Dice Marco Aurelio en sus Meditaciones que la reflexión constituye en sí misma un patrimonio personal inviolable; lo cual entiendo que debe aliviarnos mucho saberlo, y más en estos circulantes tiempos de tantos cercenamientos de libertades en boga y prohibiciones por doquier, en tanto nos garantiza un ilimitado espacio propio señoreado por una absoluta libertad de pensamiento, ya que nada ni nadie puede interceder en sus privados dominios; de manera que la reflexión es un ámbito muy personal, y ya se sabe que cada persona somos un mundo.
Quiere la naturaleza que, siendo la reflexión la panacea de la libertad, se vea condicionada por la óptica de quien la sostiene; e intervienen en la óptica de cada cual sus dones y dotes, su formación, el ánimo, las intenciones y la afectación, sus creencias, la experiencia, el bagaje lingüístico y la sutileza, el estudio, la carpintería, la inteligencia, el talento y, por encima de todo, la sabiduría.

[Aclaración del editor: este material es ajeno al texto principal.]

PR #15, opened 2026-07-15
Add field selection to `whoosh search`

### LINKED ISSUE #14: Add `whoosh search --field NAME` to restrict which fields are searched
### Summary

`whoosh search` currently searches a fixed pair of fields (`title` boosted, then
`body`). That's a good default, but sometimes you want to search a single field,
or weight them differently for a one-off query. Today there's no CLI way to do
that.

### Proposed change

Add a `--field` flag (repeatable) to the `search` subcommand:

```
whoosh search "install" --field body
whoosh search "install" --field title --field body
```

- `--field NAME` (repeatable): restrict the query to the given field(s). When
  omitted, keep today's behavior (search `title` + `body` with the current
  boosts).
- Validate each name against `ix.schema.names()` and error out clearly if it's
  unknown — there's already an example of exactly this validation in `cmd_search`
  for the `--fields` (display) option, so you can mirror it.
- Note: `--field` (which fields to *search*) is different from the existing
  `--fields` (which fields to *display*). Keep both; the help text should make
  the distinction clear.

### Where to look

- `src/whoosh/cli.py` — in `cmd_search`, the `MultifieldParser([...])`
  construction, and the `add_parser("search", ...)` block.
- `tests/test_cli.py` — add a test that `--field title` does NOT match a term
  that only appears in the body.
- `docs/source/cli.rst` — document the new flag next to `--fields`.

### Good first issue

Medium-small; a nice next step after the `--fields` display option. Comment to
claim it — I'm glad to review early drafts.

sahilmathur254:
## Summary

- Add a repeatable `whoosh search --field NAME` option to select query fields.
- Validate selected fields against the index schema and report unknown names clearly.
- Use equal weighting for explicitly selected fields, as agreed with the maintainer.
- Preserve the existing boosted `title` and `body` search when `--field` is omitted.
- Clarify the difference between search-oriented `--field` and display-oriented `--fields` in the CLI documentation and changelog.

## Root cause

`cmd_search` always constructed its parser with the fixed `title` and `body` fields. There was no explicit search-field option; because argparse permits abbreviations, `--field` could instead be interpreted as the existing display-only `--fields` option without restricting the query.

## Testing

Test evidence was collected in a network-disabled Python 3.12 Docker environment:

- Focused CLI suite: 29 passed.
- Complete test suite: 674 passed with four unrelated multiprocessing fork deprecation warnings.
- Scoped Ruff checks passed for `src/whoosh/cli.py` and the modified CLI tests.
- Sphinx HTML documentation build completed with three pre-existing warnings.

The repository-wide Ruff check still reports five pre-existing `PLC0415` findings in `tests/test_cli.py`. A warning-as-error Sphinx build remains blocked by pre-existing/offline documentation issues; the normal HTML build succeeds.

## Risks

The change is limited to CLI field selection. It intentionally does not add custom weighting syntax: explicitly selected fields receive equal weighting, while omitted `--field` arguments retain the existing title boost.

## Related issues

Fixes #14

## Checklist

- [x] Updated docs / CHANGELOG because this is user-facing
- [x] I have read the `CONTRIBUTING.md` guide

### DIFF
--- a/CHANGELOG.md
+++ b/CHANGELOG.md
@@ -6,6 +6,12 @@ All notable changes to this project are documented here. This project follows
 
 ## [Unreleased]
 
+### Added
+
+- Added repeatable `whoosh search --field NAME` options for restricting a
+  query to equally weighted index fields while preserving the existing
+  defaults when the option is omitted.
+
 ### Changed
 
 - Clarified the package description so PyPI search results make it obvious this
--- a/docs/source/cli.rst
+++ b/docs/source/cli.rst
@@ -93,6 +93,17 @@ Useful options::
     $ whoosh search "index writer" ~/notes --html        # <mark>...</mark> snippets
     $ whoosh search "index writer" ~/notes --json        # JSON array output
     $ whoosh search "index writer" ~/notes --count       # output just the number of matches
+    $ whoosh search "index writer" ~/notes --field title # search titles only
+
+Repeat ``--field`` to search more than one selected field with equal weighting.
+When it is omitted, Whoosh searches ``title`` and ``body`` with the usual title
+boost::
+
+    $ whoosh search "index writer" ~/notes --field title --field body
+
+``--field`` controls which fields are searched. The similarly named
+``--fields`` option accepts a comma-separated list of stored fields to include
+in the output instead.
 
 ``--html`` emits ``<mark>...</mark>`` around matched terms instead of the
 default UPPERCASE highlighting, which is handy when piping results into a web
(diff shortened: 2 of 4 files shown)


priya-sundaram-dev (approved):
This is excellent work, @sahilmathur254 — thank you! You scoped it exactly as we discussed and the implementation matches the design perfectly:

- Equal weighting when `--field` is passed explicitly, and the existing `title` boost preserved when it's omitted. 👍
- Schema validation with a clear, actionable error message listing the valid field names.
- The docs edit that disambiguates search-oriented `--field` from display-oriented `--fields` is a genuinely nice touch — that overlap was a real footgun (argparse abbreviation would have silently matched `--fields`), and you called it out in the root-cause section.
- Good, targeted regression tests covering the happy path, multi-field, and the invalid-field case.

I reproduced your results locally: the full suite passes (674 passed), and CI is green across all Python versions and platforms. The pre-existing Ruff `PLC0415` findings and the warnings-as-errors Sphinx items you flagged are indeed not yours to fix here.

Merging now. Really appreciate the care you put into this — the writeup made review easy. 🙏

Mientras reflexionamos –y los escritores somos muy dados a ello–, no estamos del todo solos, sino que el vivo discurso que nos reúne con nosotros mismos se ofrece como una especie de intercesor puente, llave o quid respecto a la cuestión que nos preocupa o inquieta y la realidad misma.

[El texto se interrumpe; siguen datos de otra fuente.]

PR #21, opened 2026-07-16
feat: add --sort-by mtime option to whoosh search

### LINKED ISSUE #19: Add whoosh search --sort-by mtime (order by file modification time)
### What
Add a `whoosh search --sort-by mtime` option to order results by file modification time (newest first) instead of relevance score.

### Why
For searching a directory of files, "most recently modified match" is often more useful than pure relevance — e.g. finding the latest note or log that mentions a term. The schema already stores `mtime`, so the data is there.

### Where
`src/whoosh/cli.py`:
- Schema already has `mtime=NUMERIC(stored=True)` (see `build_schema()` ~line 58-68).
- Add a flag in `build_parser()` near the other search flags (~line 432): `ps.add_argument("--sort-by", choices=["score", "mtime"], default="score", help="sort results by relevance score (default) or file modification time")`.
- In `cmd_search()` where `s.search(query, ...)` is called (~line 228+), when `args.sort_by == "mtime"` pass `sortedby="mtime"` and `reverse=True` (newest first). For `"score"` keep the current behavior.

### Hints
Whoosh's `searcher.search(query, sortedby="mtime", reverse=True, limit=...)` sorts by a stored/sortable field. `mtime` is `NUMERIC` so it's sortable. Make sure `--count` still returns the true total (it uses `limit=None`) and that sorting doesn't break the JSON/HTML/plain output paths.

### Tests
Index two files with different mtimes, search a term both contain, and assert `--sort-by mtime` returns them newest-first (opposite or independent of score order).

Good first issue — one flag, one `search()` kwarg, plus a test. Ping me here with questions; I'll review promptly.

abhiramvsmg:
Added a --sort-by flag (choices: score, mtime) to whoosh search. When set to mtime, results are sorted newest-first using sortedby="mtime", reverse=True; the default score behavior is unchanged. --count still returns the true total regardless of sort order.

Added two tests: test_sort_by_mtime_orders_newest_first (verifies newest file appears first with --sort-by mtime) and test_sort_by_default_is_score (confirms default behavior still works). All 37 tests pass.

Also added a short docs example in cli.rst.

Fixes #19

### DIFF
--- a/docs/source/cli.rst
+++ b/docs/source/cli.rst
@@ -95,6 +95,7 @@ Useful options::
     $ whoosh search "index writer" ~/notes --snippet-chars 80  # shorter snippets
     $ whoosh search "index writer" ~/notes --json           # JSON array output
     $ whoosh search "index writer" ~/notes --count          # output just the number of matches
+    $ whoosh search "index writer" ~/notes --sort-by mtime  # newest files first
     $ whoosh search "index writer" ~/notes --field title    # search titles only
 
 Repeat ``--field`` to search more than one selected field with equal weighting.
--- a/src/whoosh/cli.py
+++ b/src/whoosh/cli.py
@@ -231,7 +231,10 @@ def cmd_search(args: argparse.Namespace) -> int:
             print(len(results))
             return 0
 
-        results = s.search(query, limit=args.limit)
+        if getattr(args, "sort_by", "score") == "mtime":
+            results = s.search(query, limit=args.limit, sortedby="mtime", reverse=True)
+        else:
+            results = s.search(query, limit=args.limit)
         snippet_chars = getattr(args, "snippet_chars", 200)
         no_highlight = getattr(args, "no_highlight", False)
         if args.html:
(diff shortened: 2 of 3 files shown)


priya-sundaram-dev:
This is excellent work, @abhiramvsmg — thank you! 🎉

I pulled the branch and ran the full suite locally: **689 passed**, and all CI checks are green across Python 3.9–3.13 on Linux/macOS/Windows plus mypy, ruff, and the warnings-as-errors job. The implementation is clean:

- `--sort-by score|mtime` with `score` as the default, so existing behavior is untouched ✅
- `--count` still returns the true total independent of sort order ✅
- Two focused tests: one asserts newest-first ordering, one guards the default — exactly the coverage I'd hoped for ✅
- Nice touch adding the `cli.rst` example so the flag is discoverable in the docs.

I'm going to squash-merge this now and credit you as co-author on the commit. It'll ship in the next release (I'll bundle it shortly). This is the first community feature merged into the revived Whoosh — really glad to have you on board.

One small, entirely optional follow-up if you're interested in another PR: the `mtime` field is a stored `NUMERIC` without `sortable=True`, so Whoosh sorts it via a field cache (works perfectly, as your tests show). Adding `sortable=True` to the schema field would make sorting more memory-efficient on large indexes — but that's a nice-to-have, not a blocker, and I'd want it handled carefully re: index compatibility. No pressure at all. Merging as-is. Thanks again! 🙏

Pero pergeñar una reflexión, como un texto, no es sencillo, y requiere de muchas atenciones, vueltas y escuelas; un poco por eso fue por lo que dije que los escritores somos muy dados a reflexionar, pues la tarea de escribir consiste fundamentalmente en reflexionar y reflexionar, para saber escoger las palabras precisas, los giros adecuados y efectuar las correcciones más idóneas.

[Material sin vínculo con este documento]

Issue #24, opened 2026-07-17
Add `whoosh stats --top-terms FIELD` to list the most common terms


priya-sundaram-dev:
### What
Add a `whoosh stats --top-terms FIELD` option that prints the most frequent indexed terms in a given text field, e.g.:

```
$ whoosh stats --top-terms body
Top terms in 'body':
  42  python
  37  search
  31  index
  ...
```

An optional `--top N` controls how many to show (default 10).

### Why
`whoosh stats` already gives a nice overview of an index (doc count, fields, size on disk). A quick "what words dominate this field?" view is a natural, satisfying companion — great for sanity-checking an analyzer, spotting junk tokens, or just exploring a corpus. Whoosh's reader already exposes exactly what we need, so this is mostly CLI plumbing.

### Where
`src/whoosh/cli.py`:
- `cmd_stats()` (around line 332) is where the logic goes. After the existing summary is printed, if `args.top_terms` is set, open a reader and list the terms.
- The reader API does the heavy lifting: `reader.most_frequent_terms(fieldname, number=N)` returns `(frequency, term_bytes)` pairs, already sorted most-frequent-first. Decode the term with `.decode("utf-8", "replace")`.
- Add the flags in `build_parser()` next to the other `stats` args (the `pst` subparser, ~line 469):
  ```python
  pst.add_argument("--top-terms", metavar="FIELD",
                   help="show the most frequent indexed terms in FIELD")
  pst.add_argument("--top", type=_check_positive_int, default=10,
                   help="how many top terms to show (default: 10)")
  ```

### Hints
- Guard for a missing/invalid field name: if `args.top_terms not in schema`, print a friendly `error: no field 'X' in index` to stderr and `return 2` (match the style of the existing error messages in this file).
- `most_frequent_terms` only makes sense for text/format fields that store frequencies. If it raises for an unsupported field type, catch it and print a clear message rather than a traceback.
- Frequencies come back as floats — print them as ints for readability (e.g. `int(freq)`).
- Keep it out of the `--json` payload for now (a follow-up can add it); this issue is just the human-readable listing.

### Tests
Add to `tests/test_cli.py`:
- Index a small corpus where one word clearly dominates (e.g. two docs, "apple" appearing 3x, "banana" 2x, "cherry" 1x).
- Run `stats --top-terms body --top 2`, capture stdout, and assert `apple` appears before `banana` and `cherry` is absent.
[...]

PR #25, opened 2026-07-17
feat(cli): add whoosh stats --top-terms FIELD (implements #24)

Nitjsefnie:
Implements #24.

## What

`whoosh stats --top-terms FIELD [--top N]` — after the existing summary (and after the `--json` early-return, so the JSON payload is untouched per the issue's scope note), the CLI opens a reader and prints `reader.most_frequent_terms(field, number=N)` as a `Top terms in 'body':` header plus `  42  python`-style rows: terms decoded `utf-8/replace`, frequencies as ints. `--top` reuses the file's existing `_check_positive_int` (no new validator), default 10, and the flags sit next to the other `stats` args with the issue's help strings.

Guards, matching the file's existing error style: unknown field → `error: no field 'X' in index` on stderr, exit 2; a field type without stored frequencies (e.g. NUMERIC) → clear stderr message + exit 2, never a traceback.

## Tests + CHANGELOG

Three tests in `tests/test_cli.py` on a fixture index with exact frequencies (apple ×3, banana ×2, cherry ×1): the issue's ordering test (`--top 2`: apple before banana, cherry absent, int rows), the unknown-field test (exit 2 + message), and the frequency-less-field guard (`--top-terms mtime`). CHANGELOG entry added under `[Unreleased]` per CONTRIBUTING. Mutation-checked twice (implementer, then independently re-run before opening): making the code ignore `--top` fails exactly the ordering test; restored → 703 passed.

## Verification

`pip install -e ".[dev]"`; `pytest` → **703 passed**, and the future-proof variant (DeprecationWarning promoted to error, mirroring your CI job) also 703 passed; `ruff check .` — zero new findings vs main; `mypy`-clean not claimed (not in your gates).

---
🤖 This PR was written with AI assistance (implementation: Kimi K3; verification and review: Claude), directed by a human-supervised workflow.

### DIFF
--- a/CHANGELOG.md
+++ b/CHANGELOG.md
@@ -6,6 +6,14 @@ All notable changes to this project are documented here. This project follows
 
 ## [Unreleased]
 
+### Added
+- `whoosh stats --top-terms FIELD` lists the most frequent indexed terms in
+  FIELD, most-frequent-first, with their total frequencies; `--top N` caps
+  the list (default 10). Unknown fields and field types without term
+  frequencies (e.g. NUMERIC/DATETIME) print a friendly error to stderr and
+  exit 2 instead of a traceback. The `--json` payload is unchanged.
+  Implements gh#24.
+
 ### Development
 - Added `benchmark/regression.py`, a deterministic, standard-library-only
   performance-regression harness. It times index build, incremental adds, and
--- a/src/whoosh/cli.py
+++ b/src/whoosh/cli.py
@@ -330,7 +330,12 @@ def _human_bytes(n: int) -> str:
 
 
 def cmd_stats(args: argparse.Namespace) -> int:
-    """Print a summary of an existing index: doc count, fields, size on disk."""
+    """Print a summary of an existing index: doc count, fields, size on disk.
+
+    With ``--top-terms FIELD`` also prints the ``--top`` most frequent terms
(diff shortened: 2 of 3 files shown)


priya-sundaram-dev:
Thank you, @Nitjsefnie — this is a lovely, well-scoped contribution. 🙌

I pulled it locally and verified against whoosh3 3.11.7:

- Full suite: **703 passed** on the branch.
- Manual E2E on a fixture index (apple×3, banana×2, cherry×1): `--top 2` correctly lists `3  apple` / `2  banana` and drops `cherry`; default `--top 10` shows all three in frequency order.
- Guards behave as advertised: unknown field → `error: no field 'X' in index` on stderr, exit 2; a frequency-less field (`mtime`, NUMERIC) → clear message, exit 2, no traceback; `--top 0` rejected by the shared `_check_positive_int`.
- Confirmed the `--json` payload is untouched (the block sits after the JSON early-return).
- Independent mutation check: forcing `number=10` (ignoring `--top`) fails exactly the ordering test; restored → green.

The CHANGELOG entry and the `term_index` fixture note (explaining why you build a plain `TEXT` schema to avoid the CLI's stemming) are exactly the kind of care that makes a PR easy to review. Merging now — I'll squash with a `Co-authored-by` trailer so the commit carries your credit.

Sin embargo –ya nos advirtió Cervantes que nada nos engaña más que nuestro propio juicio–, la reflexión admite baremos de calidad y contraste, en tanto se puede meditar con menor o mayor tino o grado de acierto, y a esta o aquella profundidad, por lo que a menudo conviene usar ciertas herramientas accesorias, como en mi particular caso viene a obrarlo la escritura; de hecho, contaré a modo de anécdota, la primera vez que me topé con un procesador de textos y conocí sus prestaciones, más que un gran recurso de la carpintería literaria, que lo es, lo consideré todo un instrumento ideal para mejor reflexionar. Así un matemático, se me ocurre, pensará mejor con una calculadora, lápiz y papel, o un jugador de ajedrez con un tablero delante, o un piloto con un simulador de vuelo, o un compositor con sus pentagramas.
Curiosamente –Marco Aurelio apela al innato Principio Rector–, toda reflexión pasa por un diálogo que sostiene el yo contingental y caduco con el abstraído yo perenne; de ahí que, amen de los conocimientos personales, el bagaje lingüístico y la pericia léxica del sujeto sean de tan capital importancia a la hora de estimar la calidad de sus reflexiones, sus luces y sus alcances.
¿Para qué se nos concedería la reflexión? ¿Con qué finalidad? ¿Para ser nosotros frente al libre albedrío? ¿Qué adelantamos los seres humanos con dicha íntima plataforma, esa especie de espejo, que tanto nos permite estar sesuda y elásticamente a solas con nosotros mismos? ¿De qué y cuánto se nos privaría si careciésemos de la reflexión?
Tal vez algún día, ya completamente planos, releguemos la reflexión a las máquinas y todos tengamos en casa una reflexionadora; al paso que va esto…
Reflexiono sobre tu reflexión acerca de la propia reflexión y cuanto más reflexiono más brillante me parece, Luis. ¡Enhorabuena!